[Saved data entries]
PR #577, opened 2026-04-15
fix(bin): rewrite launcher as cross-platform Node.js script (fixes Windows global install)

kaimys:
## Problem

`npm install -g @tobilu/qmd` on Windows installs successfully but produces a `qmd` command that fails in every shell (cmd, PowerShell, Git Bash).

Root cause: `bin/qmd` has a `#!/bin/sh` shebang. When npm generates its cmd/ps1/sh shims on Windows, it reads that shebang and routes them through `/bin/sh` — a path that doesn't exist on Windows:

```cmd
IF EXIST "%dp0%/bin/sh.exe" (
SET "_prog=%dp0%/bin/sh.exe"
) ELSE (
SET "_prog=/bin/sh"
```

So the shim dies before any qmd code runs.

## Fix

Rewrite `bin/qmd` as a Node.js script with a `#!/usr/bin/env node` shebang. npm then generates native shims that invoke `node` directly on every platform. The runtime-detection logic is preserved verbatim:

- `package-lock.json` present → `node` (npm install)
- `bun.lock` / `bun.lockb` present → `bun`
- no lockfile → `node`

Implementation notes:
- Node is launched via `process.execPath` (guaranteed to exist, skips PATH resolution, avoids the `child_process` `shell: true` deprecation warning).
- Bun is launched by name; on Windows this requires `shell: true` so `PATHEXT` resolves `bun.exe` / `bun.cmd`.
- Symlink resolution still happens via `fs.realpathSync`, matching the old shell `readlink` loop, so `npm link` keeps working.
- Signals from the parent are re-raised after the child exits, so Ctrl-C behaves the same as before.

## Testing

- Verified locally on Windows 11: `qmd --help` works from cmd, PowerShell, and Git Bash after `npm install -g`.
- `test/launcher-detection.test.sh` still documents the intended detection behavior; its `detect_runtime` helper mirrors the JS implementation. A platform-agnostic vitest version can follow in a separate PR (would also let Windows CI catch regressions — currently CI only runs Linux + macOS).

## Alternative considered

Pointing `bin.qmd` in `package.json` directly at `dist/cli/qmd.js` (which already has a Node shebang). That's simpler but drops the bun-vs-node lockfile detection, so I kept the launcher.

### DIFF
--- a/bin/qmd
+++ b/bin/qmd
@@ -1,32 +1,66 @@
-#!/bin/sh
-# Resolve symlinks so global installs (npm link / npm install -g) can find the
-# actual package directory instead of the global bin directory.
-SOURCE="$0"
-while [ -L "$SOURCE" ]; do
-  SOURCE_DIR="$(cd -P "$(dirname "$SOURCE")" && pwd)"
-  TARGET="$(readlink "$SOURCE")"
-  case "$TARGET" in
-    /*) SOURCE="$TARGET" ;;
-    *) SOURCE="$SOURCE_DIR/$TARGET" ;;
-  esac
-done
+#!/usr/bin/env node
+// Cross-platform launcher for qmd.
+//
+// Previously this was a POSIX shell script with `#!/bin/sh`, which meant npm
+// on Windows generated shims that tried to route through `/bin/sh` — a path
+// that doesn't exist on Windows, so `qmd` failed immediately after a global
+// install. Rewriting the launcher in Node.js lets npm generate native
+// cmd/ps1/sh shims that invoke `node` directly on every platform.
 
-# Detect the runtime used to install this package and use the matching one
-# to avoid native module ABI mismatches (e.g., better-sqlite3 compiled for bun vs node)
-DIR="$(cd -P "$(dirname "$SOURCE")/.." && pwd)"
+import { spawn } from "node:child_process";
+import { existsSync, realpathSync } from "node:fs";
+import { dirname, resolve } from "node:path";
+import { fileURLToPath } from "node:url";
 
-# Detect the package manager that installed dependencies by checking lockfiles.
-# $BUN_INSTALL is intentionally NOT checked — it only indicates that bun exists
-# on the system, not that it was used to install this package (see #361).
-#
-# package-lock.json takes priority: if it exists, npm installed the native
-# modules for Node.  The repo ships bun.lock, so without this check, source
-# builds that use npm would be incorrectly routed to bun, causing ABI
-# mismatches with better-sqlite3 / sqlite-vec (see #381).
-if [ -f "$DIR/package-lock.json" ]; then
-  exec node "$DIR/dist/cli/qmd.js" "$@"
-elif [ -f "$DIR/bun.lock" ] || [ -f "$DIR/bun.lockb" ]; then
-  exec bun "$DIR/dist/cli/qmd.js" "$@"
-else
-  exec node "$DIR/dist/cli/qmd.js" "$@"
-fi
+// Resolve symlinks so global installs (npm link / npm install -g) can find
+// the actual package directory instead of the global bin directory.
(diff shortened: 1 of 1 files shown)


rainhead:
This PR already contains a fix for a bug that is live on `main` today, and I hit it independently — worth flagging, because a later rewrite landed the cross-platform launcher **without** this detail.

## The line that matters

```js
// For Node, use process.execPath — guaranteed to exist and avoids relying on
// PATH resolution.
const runnerCmd = runnerName === "node" ? process.execPath : "bun";
```

`main` currently has, at `bin/qmd:162`:

```js
const runner = useSourceMode ? sourceRunner : (runnerName === "node" ? "node" : "bun");
```

and spawns that bare string at line 166. So the launcher re-resolves `node` from `PATH` at spawn time, which defeats the shebang no matter what it says.

## Why that breaks

`better-sqlite3` is a V8-ABI addon compiled at **install** time. It is bound to the specific Node install that built it — not to a version range. `engines: { node: ">=22.0.0" }` spans ABI 127 (22), 137 (24) and 147 (26), three mutually incompatible ABIs, so the declared range is a promise the compiled artifact cannot keep. (The bundled tree-sitter packages ship N-API prebuilds and are immune; `better-sqlite3` is not.)

Repro, on qmd 2.5.3 installed globally under Homebrew's Node 26 (ABI 147), in any repo whose version manager selects a different major — here nvm reading an `.nvmrc` pinning Node 24 (ABI 137):

```
was compiled against a different Node.js version using NODE_MODULE_VERSION 147.
This version of Node.js requires NODE_MODULE_VERSION 137.
```

Every command fails, and `qmd mcp` fails the same way, so the MCP server never completes a handshake — it shows up only as `Connection failed` / `Connection closed` in the client's logs, with the real cause buried in stderr.

Pinning the shebang alone is **not** sufficient — I tried that first. The trampoline still re-resolves `node` when it spawns the real CLI, so the child lands back on the wrong install. `process.execPath`, as this PR has it, is the correct fix: it names the running install rather than a version.

## Relationship to #319

[#319](https://github.com/tobi/qmd/issues/319) is the same mechanism and is closed. It was framed on the bun-vs-node axis (bun-compiled ABI 141 vs nvm's 127) and the fixes that closed it made the launcher *runtime*-aware — which runtime to pick, not which **install** of that runtime. Two Node majors on one machine falls straight through that, and any version manager (nvm, fnm, asdf, volta, mise) reproduces it, which makes it a common configuration rather than an exotic one.

## Ask

Whatever happens to the rest of this PR — it has been open since April and the launcher has moved on under it — the `process.execPath` line is a one-line, platform-neutral fix that is still missing from `main`. It would be worth cherry-picking even if the rest is superseded.

Happy to open that as a minimal standalone PR against current `main` if that is easier to land than reviving this one. I am running the equivalent change as a local patch to `bin/qmd` and it resolves the failure completely; verified with `qmd status`, a real `qmd search`, and `qmd mcp` starting cleanly, all under the mismatched Node.

One adjacent note: the failure surfaces as a raw `ERR_DLOPEN_FAILED`. An ABI-mismatch check with a "reinstall qmd under this Node" message would turn a fairly cryptic crash into a self-service fix, and would also cover [#672](https://github.com/tobi/qmd/issues/672).

*Investigated and written with Claude Code; every claim here — the `main` line numbers, the ABI values, and the repro — was verified against the installed package and the current `main` before posting.*

tobi:
The remaining live piece of this PR — spawn `process.execPath` instead of PATH `node`, so `better-sqlite3` loads against the Node that installed qmd — landed in #879.

The rest (Node shebang launcher, Windows shims) already shipped on main earlier. Closing this as superseded; the branch is too far behind to rebase.

tobi:
Superseded by the Node launcher already on main plus #879 (process.execPath).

Exercise details ▸ Print the entries exactly. Include every one.

Task result ▸
PR #577, opened 2026-04-15
fix(bin): rewrite launcher as cross-platform Node.js script (fixes Windows global install)

kaimys:
## Problem

`npm install -g @tobilu/qmd` on Windows installs successfully but produces a `qmd` command that fails in every shell (cmd, PowerShell, Git Bash).

Root cause: `bin/qmd` has a `#!/bin/sh` shebang. When npm generates its cmd/ps1/sh shims on Windows, it reads that shebang and routes them through `/bin/sh` — a path that doesn't exist on Windows:

```cmd
IF EXIST "%dp0%/bin/sh.exe" (
SET "_prog=%dp0%/bin/sh.exe"
) ELSE (
SET "_prog=/bin/sh"
```

So the shim dies before any qmd code runs.

## Fix

Rewrite `bin/qmd` as a Node.js script with a `#!/usr/bin/env node` shebang. npm then generates native shims that invoke `node` directly on every platform. The runtime-detection logic is preserved verbatim:

- `package-lock.json` present → `node` (npm install)
- `bun.lock` / `bun.lockb` present → `bun`
- no lockfile → `node`

Implementation notes:
- Node is launched via `process.execPath` (guaranteed to exist, skips PATH resolution, avoids the `child_process` `shell: true` deprecation warning).
- Bun is launched by name; on Windows this requires `shell: true` so `PATHEXT` resolves `bun.exe` / `bun.cmd`.
- Symlink resolution still happens via `fs.realpathSync`, matching the old shell `readlink` loop, so `npm link` keeps working.
- Signals from the parent are re-raised after the child exits, so Ctrl-C behaves the same as before.

## Testing

- Verified locally on Windows 11: `qmd --help` works from cmd, PowerShell, and Git Bash after `npm install -g`.
- `test/launcher-detection.test.sh` still documents the intended detection behavior; its `detect_runtime` helper mirrors the JS implementation. A platform-agnostic vitest version can follow in a separate PR (would also let Windows CI catch regressions — currently CI only runs Linux + macOS).

## Alternative considered

Pointing `bin.qmd` in `package.json` directly at `dist/cli/qmd.js` (which already has a Node shebang). That's simpler but drops the bun-vs-node lockfile detection, so I kept the launcher.

### DIFF
--- a/bin/qmd
+++ b/bin/qmd
@@ -1,32 +1,66 @@
-#!/bin/sh
-# Resolve symlinks so global installs (npm link / npm install -g) can find the
-# actual package directory instead of the global bin directory.
-SOURCE="$0"
-while [ -L "$SOURCE" ]; do
-  SOURCE_DIR="$(cd -P "$(dirname "$SOURCE")" && pwd)"
-  TARGET="$(readlink "$SOURCE")"
-  case "$TARGET" in
-    /*) SOURCE="$TARGET" ;;
-    *) SOURCE="$SOURCE_DIR/$TARGET" ;;
-  esac
-done
+#!/usr/bin/env node
+// Cross-platform launcher for qmd.
+//
+// Previously this was a POSIX shell script with `#!/bin/sh`, which meant npm
+// on Windows generated shims that tried to route through `/bin/sh` — a path
+// that doesn't exist on Windows, so `qmd` failed immediately after a global
+// install. Rewriting the launcher in Node.js lets npm generate native
+// cmd/ps1/sh shims that invoke `node` directly on every platform.
 
-# Detect the runtime used to install this package and use the matching one
-# to avoid native module ABI mismatches (e.g., better-sqlite3 compiled for bun vs node)
-DIR="$(cd -P "$(dirname "$SOURCE")/.." && pwd)"
+import { spawn } from "node:child_process";
+import { existsSync, realpathSync } from "node:fs";
+import { dirname, resolve } from "node:path";
+import { fileURLToPath } from "node:url";
 
-# Detect the package manager that installed dependencies by checking lockfiles.
-# $BUN_INSTALL is intentionally NOT checked — it only indicates that bun exists
-# on the system, not that it was used to install this package (see #361).
-#
-# package-lock.json takes priority: if it exists, npm installed the native
-# modules for Node.  The repo ships bun.lock, so without this check, source
-# builds that use npm would be incorrectly routed to bun, causing ABI
-# mismatches with better-sqlite3 / sqlite-vec (see #381).
-if [ -f "$DIR/package-lock.json" ]; then
-  exec node "$DIR/dist/cli/qmd.js" "$@"
-elif [ -f "$DIR/bun.lock" ] || [ -f "$DIR/bun.lockb" ]; then
-  exec bun "$DIR/dist/cli/qmd.js" "$@"
-else
-  exec node "$DIR/dist/cli/qmd.js" "$@"
-fi
+// Resolve symlinks so global installs (npm link / npm install -g) can find
+// the actual package directory instead of the global bin directory.
(diff shortened: 1 of 1 files shown)


rainhead:
This PR already contains a fix for a bug that is live on `main` today, and I hit it independently — worth flagging, because a later rewrite landed the cross-platform launcher **without** this detail.

## The line that matters

```js
// For Node, use process.execPath — guaranteed to exist and avoids relying on
// PATH resolution.
const runnerCmd = runnerName === "node" ? process.execPath : "bun";
```

`main` currently has, at `bin/qmd:162`:

```js
const runner = useSourceMode ? sourceRunner : (runnerName === "node" ? "node" : "bun");
```

and spawns that bare string at line 166. So the launcher re-resolves `node` from `PATH` at spawn time, which defeats the shebang no matter what it says.

## Why that breaks

`better-sqlite3` is a V8-ABI addon compiled at **install** time. It is bound to the specific Node install that built it — not to a version range. `engines: { node: ">=22.0.0" }` spans ABI 127 (22), 137 (24) and 147 (26), three mutually incompatible ABIs, so the declared range is a promise the compiled artifact cannot keep. (The bundled tree-sitter packages ship N-API prebuilds and are immune; `better-sqlite3` is not.)

Repro, on qmd 2.5.3 installed globally under Homebrew's Node 26 (ABI 147), in any repo whose version manager selects a different major — here nvm reading an `.nvmrc` pinning Node 24 (ABI 137):

```
was compiled against a different Node.js version using NODE_MODULE_VERSION 147.
This version of Node.js requires NODE_MODULE_VERSION 137.
```

Every command fails, and `qmd mcp` fails the same way, so the MCP server never completes a handshake — it shows up only as `Connection failed` / `Connection closed` in the client's logs, with the real cause buried in stderr.

Pinning the shebang alone is **not** sufficient — I tried that first. The trampoline still re-resolves `node` when it spawns the real CLI, so the child lands back on the wrong install. `process.execPath`, as this PR has it, is the correct fix: it names the running install rather than a version.

## Relationship to #319

[#319](https://github.com/tobi/qmd/issues/319) is the same mechanism and is closed. It was framed on the bun-vs-node axis (bun-compiled ABI 141 vs nvm's 127) and the fixes that closed it made the launcher *runtime*-aware — which runtime to pick, not which **install** of that runtime. Two Node majors on one machine falls straight through that, and any version manager (nvm, fnm, asdf, volta, mise) reproduces it, which makes it a common configuration rather than an exotic one.

## Ask

Whatever happens to the rest of this PR — it has been open since April and the launcher has moved on under it — the `process.execPath` line is a one-line, platform-neutral fix that is still missing from `main`. It would be worth cherry-picking even if the rest is superseded.

Happy to open that as a minimal standalone PR against current `main` if that is easier to land than reviving this one. I am running the equivalent change as a local patch to `bin/qmd` and it resolves the failure completely; verified with `qmd status`, a real `qmd search`, and `qmd mcp` starting cleanly, all under the mismatched Node.

One adjacent note: the failure surfaces as a raw `ERR_DLOPEN_FAILED`. An ABI-mismatch check with a "reinstall qmd under this Node" message would turn a fairly cryptic crash into a self-service fix, and would also cover [#672](https://github.com/tobi/qmd/issues/672).

*Investigated and written with Claude Code; every claim here — the `main` line numbers, the ABI values, and the repro — was verified against the installed package and the current `main` before posting.*

tobi:
The remaining live piece of this PR — spawn `process.execPath` instead of PATH `node`, so `better-sqlite3` loads against the Node that installed qmd — landed in #879.

The rest (Node shebang launcher, Windows shims) already shipped on main earlier. Closing this as superseded; the branch is too far behind to rebase.

tobi:
Superseded by the Node launcher already on main plus #879 (process.execPath).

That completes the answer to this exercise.